**THE PROBLEM:** Which of the lines below contain the string "alpha"? Pull each one out of the data.

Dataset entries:
Segment Open

PR #643, opened 2020-10-28
Migrate from alpha to beta compute APIs

alculquicondor:
**What type of PR is this?**

/kind cleanup

The only Disk feature that required an alpha API (multiwriter) is now in beta.
We keep the infrastructure to be able to swap API versions, but it has been simplified to reduce code duplication.

Builds on top of #642

```release-note
NONE
```

### DIFF
--- a/pkg/gce-cloud-provider/compute/fake-gce.go
+++ b/pkg/gce-cloud-provider/compute/fake-gce.go
@@ -134,9 +134,9 @@ func (cloud *FakeCloudProvider) ListDisks(ctx context.Context, maxEntries int64,
 	}
 
 	for name, cd := range cloud.disks {
-		// Only return zonal disks for simplicity
+		// Only return v1 disks for simplicity
 		if !seen.Has(name) {
-			d = append(d, cd.ZonalDisk)
+			d = append(d, cd.disk)
 			seen.Insert(name)
 			count++
 		}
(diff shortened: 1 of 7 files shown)


pkg/gce-cloud-provider/compute/fake-gce.go
```diff
@@ -260,45 +260,32 @@ func (cloud *FakeCloudProvider) InsertDisk(ctx context.Context, volKey *meta.Key
 		}
 	}
 
-	var diskToCreate *CloudDisk
+	computeDisk := &computev1.Disk{
+		Name:             volKey.Name,
+		Zone:             volKey.Zone,
```
mattcary, line 265: It looks like computeDisk.Zone is set in the meta.Zonal case below, and unused in the meta.Regional case. Maybe best not to set it here?

mattcary (commented):
Thanks for cleaning up the disk organization, it was getting a little silly with all the types.

/lgtm

pkg/gce-cloud-provider/compute/fake-gce.go
alculquicondor: You are right. Removed

alculquicondor:
/assign @msau42 
for approval

mattcary:
/approve

oops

Segment Closed

**TASK SOLUTION:**
Migrate from alpha to beta compute APIs
The only Disk feature that required an alpha API (multiwriter) is now in beta.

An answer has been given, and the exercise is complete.